## WHAT YOU HAVE TO DO
Please output the section of the listing below that opens with the line containing "- [ ] **InputGuide**: Input keystrokes" and closes with the line containing "- [ ] **SaversGuide**: Saving Data", exactly and with nothing else.
============================================================
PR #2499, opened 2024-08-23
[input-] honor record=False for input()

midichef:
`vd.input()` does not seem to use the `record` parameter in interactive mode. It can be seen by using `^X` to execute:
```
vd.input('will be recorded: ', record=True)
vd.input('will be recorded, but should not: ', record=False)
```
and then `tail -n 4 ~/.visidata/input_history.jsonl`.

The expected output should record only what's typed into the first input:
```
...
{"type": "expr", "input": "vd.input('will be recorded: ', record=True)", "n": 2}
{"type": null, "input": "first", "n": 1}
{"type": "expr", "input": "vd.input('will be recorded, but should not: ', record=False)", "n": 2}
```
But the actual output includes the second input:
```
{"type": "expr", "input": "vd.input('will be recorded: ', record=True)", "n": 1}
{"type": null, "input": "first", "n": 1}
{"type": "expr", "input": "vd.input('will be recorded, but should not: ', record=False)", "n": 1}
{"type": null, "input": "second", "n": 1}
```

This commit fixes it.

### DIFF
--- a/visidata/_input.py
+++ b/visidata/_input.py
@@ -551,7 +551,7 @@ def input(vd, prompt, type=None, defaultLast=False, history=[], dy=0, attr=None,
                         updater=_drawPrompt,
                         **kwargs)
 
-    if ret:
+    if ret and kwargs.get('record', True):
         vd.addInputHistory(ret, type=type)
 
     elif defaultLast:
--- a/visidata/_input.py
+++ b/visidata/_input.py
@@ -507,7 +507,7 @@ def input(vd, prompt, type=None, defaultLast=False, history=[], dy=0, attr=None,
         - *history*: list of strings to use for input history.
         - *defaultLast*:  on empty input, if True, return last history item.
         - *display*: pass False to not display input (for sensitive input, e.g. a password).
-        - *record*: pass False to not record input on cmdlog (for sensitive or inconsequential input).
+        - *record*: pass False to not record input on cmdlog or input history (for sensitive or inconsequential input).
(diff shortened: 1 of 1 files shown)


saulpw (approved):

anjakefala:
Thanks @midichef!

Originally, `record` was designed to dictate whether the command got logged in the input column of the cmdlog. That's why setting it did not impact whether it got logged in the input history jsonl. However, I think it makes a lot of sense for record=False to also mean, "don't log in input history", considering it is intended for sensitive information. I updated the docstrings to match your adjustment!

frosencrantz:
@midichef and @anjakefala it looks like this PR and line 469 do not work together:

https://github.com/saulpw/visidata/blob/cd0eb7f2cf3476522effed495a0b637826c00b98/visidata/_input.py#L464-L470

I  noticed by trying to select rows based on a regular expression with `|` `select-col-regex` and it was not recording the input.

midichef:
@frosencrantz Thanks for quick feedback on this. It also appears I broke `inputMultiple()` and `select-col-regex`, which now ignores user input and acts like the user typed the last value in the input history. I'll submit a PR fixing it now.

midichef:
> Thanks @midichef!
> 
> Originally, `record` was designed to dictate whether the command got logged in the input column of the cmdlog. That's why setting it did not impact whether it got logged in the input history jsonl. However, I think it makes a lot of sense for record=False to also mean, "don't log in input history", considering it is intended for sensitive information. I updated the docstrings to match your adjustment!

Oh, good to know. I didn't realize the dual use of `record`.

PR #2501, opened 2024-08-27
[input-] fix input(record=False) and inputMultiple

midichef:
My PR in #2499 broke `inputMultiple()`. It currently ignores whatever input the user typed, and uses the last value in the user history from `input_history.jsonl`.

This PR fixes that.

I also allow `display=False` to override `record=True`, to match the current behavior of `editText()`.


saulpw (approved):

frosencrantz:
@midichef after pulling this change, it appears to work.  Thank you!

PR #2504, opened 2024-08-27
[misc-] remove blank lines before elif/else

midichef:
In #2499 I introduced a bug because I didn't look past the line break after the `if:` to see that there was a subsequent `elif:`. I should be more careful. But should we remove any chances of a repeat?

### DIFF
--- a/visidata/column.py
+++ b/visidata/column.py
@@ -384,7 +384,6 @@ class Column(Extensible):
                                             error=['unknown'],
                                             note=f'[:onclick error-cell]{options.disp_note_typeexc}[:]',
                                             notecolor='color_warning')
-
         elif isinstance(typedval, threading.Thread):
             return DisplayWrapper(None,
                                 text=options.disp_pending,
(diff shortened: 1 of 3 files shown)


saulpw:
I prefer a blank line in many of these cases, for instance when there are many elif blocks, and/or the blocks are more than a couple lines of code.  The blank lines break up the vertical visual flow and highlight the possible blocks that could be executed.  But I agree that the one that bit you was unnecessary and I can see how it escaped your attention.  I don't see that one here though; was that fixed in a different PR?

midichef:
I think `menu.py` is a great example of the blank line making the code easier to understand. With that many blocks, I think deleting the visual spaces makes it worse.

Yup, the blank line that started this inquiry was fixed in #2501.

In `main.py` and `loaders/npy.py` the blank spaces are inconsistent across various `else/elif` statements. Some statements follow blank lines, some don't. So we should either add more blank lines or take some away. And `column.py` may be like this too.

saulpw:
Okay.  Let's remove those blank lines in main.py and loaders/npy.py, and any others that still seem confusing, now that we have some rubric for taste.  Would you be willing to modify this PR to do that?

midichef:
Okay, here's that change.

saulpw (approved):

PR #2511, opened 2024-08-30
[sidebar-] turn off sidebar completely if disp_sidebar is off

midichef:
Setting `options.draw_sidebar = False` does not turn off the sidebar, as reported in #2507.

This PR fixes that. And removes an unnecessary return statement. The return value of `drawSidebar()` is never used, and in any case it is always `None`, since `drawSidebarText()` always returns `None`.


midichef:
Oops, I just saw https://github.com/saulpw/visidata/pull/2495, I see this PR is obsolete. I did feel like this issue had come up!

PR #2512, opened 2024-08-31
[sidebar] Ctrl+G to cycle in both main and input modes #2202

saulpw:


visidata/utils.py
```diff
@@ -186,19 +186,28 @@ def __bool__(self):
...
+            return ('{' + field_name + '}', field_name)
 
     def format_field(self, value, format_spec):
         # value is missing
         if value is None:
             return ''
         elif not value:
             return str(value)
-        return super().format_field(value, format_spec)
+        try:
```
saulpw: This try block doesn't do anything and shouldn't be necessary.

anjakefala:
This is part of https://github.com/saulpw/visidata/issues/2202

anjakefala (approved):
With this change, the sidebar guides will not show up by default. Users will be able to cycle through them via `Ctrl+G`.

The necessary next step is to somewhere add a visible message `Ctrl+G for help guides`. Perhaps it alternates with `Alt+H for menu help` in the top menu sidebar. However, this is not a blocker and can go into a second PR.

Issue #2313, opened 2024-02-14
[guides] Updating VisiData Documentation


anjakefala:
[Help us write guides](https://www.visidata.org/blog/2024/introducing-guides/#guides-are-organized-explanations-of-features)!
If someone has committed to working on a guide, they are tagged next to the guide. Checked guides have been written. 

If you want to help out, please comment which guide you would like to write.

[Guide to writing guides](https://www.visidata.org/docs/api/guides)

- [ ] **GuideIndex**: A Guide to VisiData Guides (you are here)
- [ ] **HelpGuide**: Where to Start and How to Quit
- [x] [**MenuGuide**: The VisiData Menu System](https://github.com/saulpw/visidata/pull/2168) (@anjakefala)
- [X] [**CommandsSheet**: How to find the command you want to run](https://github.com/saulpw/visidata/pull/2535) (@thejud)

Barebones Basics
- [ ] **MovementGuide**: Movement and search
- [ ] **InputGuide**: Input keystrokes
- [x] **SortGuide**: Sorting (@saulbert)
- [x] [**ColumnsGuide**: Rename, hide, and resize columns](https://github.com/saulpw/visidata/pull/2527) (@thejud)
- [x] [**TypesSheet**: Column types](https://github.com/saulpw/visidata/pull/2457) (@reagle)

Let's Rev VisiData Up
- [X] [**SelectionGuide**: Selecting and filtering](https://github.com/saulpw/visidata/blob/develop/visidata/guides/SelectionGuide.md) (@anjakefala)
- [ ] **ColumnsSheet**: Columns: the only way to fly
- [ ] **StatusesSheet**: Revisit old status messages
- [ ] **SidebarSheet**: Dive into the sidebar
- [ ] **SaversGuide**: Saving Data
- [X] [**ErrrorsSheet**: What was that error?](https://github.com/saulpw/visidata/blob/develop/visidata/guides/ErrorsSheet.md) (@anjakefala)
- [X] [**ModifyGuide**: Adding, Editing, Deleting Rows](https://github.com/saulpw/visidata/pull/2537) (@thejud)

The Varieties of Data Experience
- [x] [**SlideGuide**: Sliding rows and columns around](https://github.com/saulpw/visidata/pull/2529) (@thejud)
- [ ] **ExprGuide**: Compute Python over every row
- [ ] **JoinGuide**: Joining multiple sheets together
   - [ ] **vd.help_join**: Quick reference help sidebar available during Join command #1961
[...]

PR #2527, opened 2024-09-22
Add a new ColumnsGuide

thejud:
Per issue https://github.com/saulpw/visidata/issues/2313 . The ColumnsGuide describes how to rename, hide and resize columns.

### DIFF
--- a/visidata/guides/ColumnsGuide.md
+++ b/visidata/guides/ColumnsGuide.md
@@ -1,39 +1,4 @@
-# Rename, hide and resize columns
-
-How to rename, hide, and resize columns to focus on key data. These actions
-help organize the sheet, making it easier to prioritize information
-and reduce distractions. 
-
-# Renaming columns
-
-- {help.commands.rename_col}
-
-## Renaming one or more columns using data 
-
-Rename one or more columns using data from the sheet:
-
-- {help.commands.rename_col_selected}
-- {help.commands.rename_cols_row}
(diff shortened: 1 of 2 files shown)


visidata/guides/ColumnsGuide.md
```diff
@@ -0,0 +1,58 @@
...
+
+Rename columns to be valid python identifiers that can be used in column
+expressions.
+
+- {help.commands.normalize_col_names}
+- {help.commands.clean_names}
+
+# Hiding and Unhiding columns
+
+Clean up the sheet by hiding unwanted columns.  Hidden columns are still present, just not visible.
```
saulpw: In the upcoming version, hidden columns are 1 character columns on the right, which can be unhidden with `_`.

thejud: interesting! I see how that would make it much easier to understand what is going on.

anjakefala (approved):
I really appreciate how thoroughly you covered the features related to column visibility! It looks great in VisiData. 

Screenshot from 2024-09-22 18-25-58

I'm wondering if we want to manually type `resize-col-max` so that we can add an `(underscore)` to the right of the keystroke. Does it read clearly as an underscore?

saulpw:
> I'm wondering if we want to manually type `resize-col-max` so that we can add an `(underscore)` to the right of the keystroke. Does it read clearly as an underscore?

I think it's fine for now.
============================================================
## ANSWER TO THIS EXERCISE
- [ ] **InputGuide**: Input keystrokes
- [x] **SortGuide**: Sorting (@saulbert)
- [x] [**ColumnsGuide**: Rename, hide, and resize columns](https://github.com/saulpw/visidata/pull/2527) (@thejud)
- [x] [**TypesSheet**: Column types](https://github.com/saulpw/visidata/pull/2457) (@reagle)

Let's Rev VisiData Up
- [X] [**SelectionGuide**: Selecting and filtering](https://github.com/saulpw/visidata/blob/develop/visidata/guides/SelectionGuide.md) (@anjakefala)
- [ ] **ColumnsSheet**: Columns: the only way to fly
- [ ] **StatusesSheet**: Revisit old status messages
- [ ] **SidebarSheet**: Dive into the sidebar
- [ ] **SaversGuide**: Saving Data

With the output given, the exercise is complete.